[Task] The lines to copy are those holding the string "plugins" in the entries below.
━━ Raw data
PR #5538, opened 2021-02-10
 sudocmd: ensure command doesn't contain trailing dot before adding it

antoniotorresm:
Trailing dots aren't permitted in sudo commands, as
enforced explicitly in `get_dn`. Performing this check
before adding the command prevents the user from
entering invalid commands, which would otherwise trigger
errors when accessing them afterwards.

Fixes: https://bugzilla.redhat.com/show_bug.cgi?id=1925410

### DIFF
--- a/ipaserver/plugins/sudocmd.py
+++ b/ipaserver/plugins/sudocmd.py
@@ -49,6 +49,12 @@ register = Registry()
 
 topic = 'sudo'
 
+
+def command_validator(ugettext, value):
+    if value.endswith('.'):
+        return _('must not contain trailing dot: %s') % value
+    return None
+
 @register()
 class sudocmd(LDAPObject):
     """
@@ -112,7 +118,7 @@ class sudocmd(LDAPObject):
     label_singular = _('Sudo Command')
 
     takes_params = (
-        Str('sudocmd',
+        Str('sudocmd', command_validator,
             cli_name='command',
             label=_('Sudo Command'),
             primary_key=True,
@@ -146,7 +152,6 @@ class sudocmd_add(LDAPCreate):
     __doc__ = _('Create new Sudo Command.')
 
     msg_summary = _('Added Sudo Command "%(value)s"')
-
 
 @register()
 class sudocmd_del(LDAPDelete):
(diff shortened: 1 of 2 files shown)


antoniotorresm:
I'm not sure if we should add more checks for validity, but the trailing dot is the only being explicitly enforced in the `get_dn` function.

abbra:
I think it is better to use a validator callback instead of `pre-` callback here. Just define a validator for `Str('cn' ...)` parameter in `sudocmd` class that checks for a presence of the `.` at the end of the parameter. See `hostname_validator` in `ipalib/util.py` for an example (and search for the same validator in `ipaserver/plugins`.

mrizwan93 (commented):
@antoniotorresm Hello, Please consider adding test with this change i.e adding sudo-cmd having trailing space throws an error.

rcritten:
Such a test would probably best go into the xmlrpc test directory.

antoniotorresm:
I have added the test to `ipatests/test_integration/test_sudo.py` since there was already a method for testing command additions.

abbra:
LGTM, the test is correct too.
http://freeipa-org-pr-ci.s3-website.eu-central-1.amazonaws.com/jobs/491eeb0e-6c86-11eb-bd27-fa163e9d1aeb/report.html (`test_add_sudo_commands`):
```
INFO     ipatests.pytest_ipa.integration.host.Host.master.IPAOpenSSHTransport:transport.py:391 RUN ['ipa', 'sudocmd-add', '/bin/cat.']
DEBUG    ipatests.pytest_ipa.integration.host.Host.master.cmd85:transport.py:513 RUN ['ipa', 'sudocmd-add', '/bin/cat.']
DEBUG    ipatests.pytest_ipa.integration.host.Host.master.cmd85:transport.py:557 ipa: ERROR: invalid 'command': must not contain trailing dot: /bin/cat.
DEBUG    ipatests.pytest_ipa.integration.host.Host.master.cmd85:transport.py:217 Exit code: 1
```

Please remove the temp commit and add the release note to the commit message:

```
RN: ipa sudocmd-* commands now validate SUDO command name to not end with a dot.
RN: Previously a trailing dot was stripped away in when addressing a SUDO command's LDAP object. 
RN: As a result, a SUDO command was created but it was not possible to refer to it in other IPA commands.
```

abbra:
master:

* d6c5a9260940c4e132469439a7155e62553c72b7 sudocmd: ensure command doesn't contain trailing dot before adding it
* 89135830cc95e3fefb5106d4680631f782dc7baf ipatests: test addition of invalid sudo command

PR #5540, opened 2021-02-11
WebUI: change FreeIPA naming to IPA in About dialog

antoniotorresm:
As part of the effort for reducing differences between
upstream and dowmstream releases, product naming in WebUI
About dialog is changed from FreeIPA to IPA.

Related: https://pagure.io/freeipa/issue/8669

### DIFF
--- a/install/ui/src/freeipa/dialog.js
+++ b/install/ui/src/freeipa/dialog.js
@@ -1325,7 +1325,7 @@ IPA.about_dialog = function(spec) {
     spec = spec || {};
 
     spec.name = spec.name || 'version_dialog';
-    var product = 'FreeIPA';
+    var product = 'IPA';
     var version = 'Unknown';
     var msg = text.get('@i18n:dialogs.about_message', '${product}, version: ${version}');
     if (IPA.env) {


rcritten:
LGTM

abbra:
One note: we most likely will need to update Fedora OpenQA UI needles with these changes. Needles are screenshots used to recognize where we are in the GUI flow tests. @AdamWill FYI

AdamWill:
Thanks for the headsup, @abbra , but I don't believe we actually have a needle for that text so it'll be fine.

abbra:
@AdamWill we did recently a wholesale refactor of the name FreeIPA to IPA in all user-visible strings to unify RHEL and upstream terminology. If any needle contained FreeIPA string, that would be affected.

AdamWill:
Ah, k. Still don't think it'll be many or any, but again, thanks for letting me know, I'll keep an eye out!

rcritten:
master:

* 9b8810c88bd71f119263bcf9439f14530bd01330 WebUI: change FreeIPA naming to IPA in About dialog

PR #5544, opened 2021-02-12
ipatests: check that external names are resolvable by IPA namesever

wladich:
Related to https://pagure.io/freeipa/issue/8710


wladich:
The test is expected to fail because https://pagure.io/freeipa/issue/8710 is not resolved yet.

wladich:
The problem was caused by firewall configuration of PR-CI runners. Fixed by allowing outbound TCP connections on port 53.

PR #5562, opened 2021-02-16
ipatests: Enable certbot test on rhel

mrizwan93:
With this change, certbot test will be running on rhel.
certbot is not avilable on rhel through repository or epel.
Plan is to install certbot using pip on rhel and increase the
test coverage on rhel

### DIFF
--- a/ipatests/test_integration/test_acme.py
+++ b/ipatests/test_integration/test_acme.py
@@ -27,7 +27,7 @@ ROOT_CA = "root_ca.crt"
 # RHEL does not have certbot.  EPEL's version is broken with
 # python-cryptography-2.3; likewise recent PyPI releases.
 # So for now, on RHEL we suppress tests that use certbot.
-skip_certbot_tests = osinfo.id not in ['fedora', ]
+skip_certbot_tests = osinfo.id not in ['fedora', 'rhel']
 
 # Fedora mod_md package needs some patches before it will work.
 # RHEL version has the patches.


ipatests/test_integration/test_acme.py
```diff
@@ -114,9 +105,9 @@ def prepare_acme_client(cls):
         cls.acme_server = f'https://{acme_host}/acme/directory'
 
         # install acme client packages
-        if not skip_certbot_tests:
-            tasks.install_packages(cls.clients[0], ['certbot'])
-        if not skip_mod_md_tests:
+        if osinfo.id == 'fedora':
+            tasks.install_packages(cls.clients[0], ['certbot', 'mod_md'])
+        if osinfo.id == 'rhel':
```
rcritten, line 110: By dropping the global variables this is going to break the test on non-fedora and RHEL platforms because they will no longer be marked as skip.

I think I'd leave it as it was and add a special case here for rhel since it the package will be provided externally via pip.

rcritten:
Is there a reason to change from using a fixture to skip tests vs skipping directly within the test itself?

mrizwan93:
> Is there a reason to change from using a fixture to skip tests vs skipping directly within the test itself?

Its the same thing. I didn't realized that initially there was a fixture to skip.

ipatests/test_integration/test_acme.py
```diff
@@ -27,7 +27,7 @@
 # RHEL does not have certbot.  EPEL's version is broken with
 # python-cryptography-2.3; likewise recent PyPI releases.
 # So for now, on RHEL we suppress tests that use certbot.
-skip_certbot_tests = osinfo.id not in ['fedora', ]
+skip_certbot_tests = osinfo.id not in ['fedora', 'rhel']
```
amore17, line 30: LGTM

flo-renaud:
@mrizwan93 please remove the temp commit

flo-renaud:
master:

* 19da4a76d516fca1c8bfdf360ff4eb4356d0541e ipatests: Enable certbot test on rhel

PR #5564, opened 2021-02-16
azure: Pin Pylint

stanislavlevin:
Temporarily pin Pylint to 2.6.0, since 2.6.2 has the crash regression.

Related: https://pagure.io/freeipa/issue/8716


stanislavlevin:
The issue was related to Pylint 2.6.1 only.
No longer needed.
━━━━
[Solution]
--- a/ipaserver/plugins/sudocmd.py
+++ b/ipaserver/plugins/sudocmd.py
I think it is better to use a validator callback instead of `pre-` callback here. Just define a validator for `Str('cn' ...)` parameter in `sudocmd` class that checks for a presence of the `.` at the end of the parameter. See `hostname_validator` in `ipalib/util.py` for an example (and search for the same validator in `ipaserver/plugins`.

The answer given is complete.